The special Web of Science LibGuide (in Dutch) gives the details of the many search possibilities and extras of Web of Science.
Google Scholar: fast and with full text search
Google Scholar is a large search engine for scholarly publications. It searches primarily journal articles and, contrary to almost all other search engines, searches the full text. From Google Books the data of a large number of scientific books are included in Google Scholar. Also in this respect Google Scholar differs from classical scientific search engines such as Scopus or Web of Science.
Google Scholar's special features listed:
- you search articles as well as (a selection of) books
- your search is full text, so you will also find sources in which your search terms are only touched upon
- Google Scholar does not tell you what publications are included and what publications are not: you will have to find out by trial and error
- the journal selection is less strict than in Web of Science or Scopus: as a result you will also find non-peer reviewed material
- the order of results is also based on the number of received citations: that is why more recent publications are harder to find; always use the menu to filter on recent years!
- if you want to have links to Refworks you must choose this as your Bibliography Manager in the preferences
- only if you access Google Scholar via the Utrecht University Library website you will be shown the UBUlink next to the titles
In the special Google Scholar LibGuide you will find all you want to know about successfully using this remarkable search engine
UBUlink: availability of digital publications
In your search for scholarly literature you may sometimes find the UBU-link. This link provides information about the availability of digital publications via the University Library. Sometimes the UBU-link is in the form of a yellow button, but it can also be a text link.
Want to know more about all options to access digital publications? Visit our Online Access page.
The library does not have it. What to do now?
- Was the UBUlink wrong? Search our WorldCat (by title of the book or print journal) and/or the list of journals (seach by journal title) to be really sure it is not available.

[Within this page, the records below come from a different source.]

Issue #1367, opened 2025-03-13
Event Log Activity Class


0xv1n:
The version jump from 1.3.0 renamed `event_log` to `event_log_actvity` and introduced a typo in the class name.

PR #1368, opened 2025-03-13
Fixes typo

0xv1n:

- Is a book maybe online available free of charge? Check Google Books. Is a journal article maybe online available free of charge? Check Google Scholar (the links in the right hand column).
- Does any other Dutch library hold the publication? Material from other Dutch libraries can be requested through WorldCat by clicking on the title of the item. Under "Availability" then "Libraries Worldwide" you will find the "Interlibrary Request" button. By clicking that you will be directed to a form where you can make your request. This service is not free of charge. More information about borrowing from other libraries you can find at the library website. Borrowing from other Dutch libraries is free for Dutch students: have a library card made and pick up and return the books yourself. Or let somebody you know in that city make photocopies of your book or journal.
- Should this publication be in the collection of Utrecht University Library? Submit a purchase suggestion, or contact the subject specialist.
- Mail the author: ask the author to send you the article. On publishers' sites and in databases such as Scopus you will often find the email address of the author.
- Twitter to the rescue! This may work for articles from journals to which the UU does not subscribe and that are not Open Acess. Send out a tweet with the URL and add the hashtag #icanhazpdf. Chances are good you will get into contact with someone able to legally send you a (PDF ot other) version of the text.
- Does a foreign library hold the publication? Check WorldCat. Use Interlibrary Loan (ILL) to request material from abroad.
- Buy it yourself? Online access to an article can usually be bought via the publisher's site of the journal (use your creditcard); books can be bought in an (online) bookstore.